2) it's probably useful if you compare files over a network and you want
to reduce bandwidth. A hash lets you do that at the cost of local CPU
and disk usage, which may be OK. That was not my case.

3) Probability is on your side. If two files match in length, but differ
in contents, a good hash will have probability (1 / max_hash) of
having a matching hash. For exactly two files of the same length,
calculating the hash is clearly a waste. For even three files of
the same length, you are most likely to find them distinct in three
comparisons. Using hashes, three file reads and three comparisons
of hash values. Without hashes, six file reads; you must read both
files to do a file comparison, so three comparisons is six files.
Naturally, as it grows beyond three, the deference grows drastically.

-Scott David Daniels
Sc***********@A cm.Org

Jul 18 '05 #25

Patrick Useldinger

Scott David Daniels wrote:

comparisons. Using hashes, three file reads and three comparisons
of hash values. Without hashes, six file reads; you must read both
files to do a file comparison, so three comparisons is six files.
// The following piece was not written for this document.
PR #39, opened 2024-04-05
Add AadAuth support in configure_misp.sh

### LINKED ISSUE #34: AAD Auth not working
Hello, 

I'm using CoolAcid container version on my production environment, and when I start the migration to this container, I've noticed the AAD authentication is not working or not supported anymore.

That's provided you compare always 2 files at a time. I compare n files
at a time, n being the number of files of the same size. That's quicker
than hashes because I have a fair chance of finding a difference before
the end of files. Otherwise, it's like hashes without computation and
without having to have a second go to *really* compare them.

-pu

Jul 18 '05 #26

François Pinard

[Patrick Useldinger]

Shouldn't you add the additional comparison time that has to be done
after hash calculation? Hashes do not give 100% guarantee. If there's
a large number of identical hashes, you'd still need to read all of
these files to make sure.

Identical hashes for different files? The probability of this happening
should be extremely small, or else, your hash function is not a good one.

I once was over-cautious about relying on hashes only, without actually
comparing files. A friend convinced me, doing maths, that with a good
hash function, the probability of a false match was much, much smaller
than the probability of my computer returning the wrong answer, despite
thorough comparisons, due to some electronic glitch or cosmic ray. So,
my cautious attitude was by far, for all practical means, a waste.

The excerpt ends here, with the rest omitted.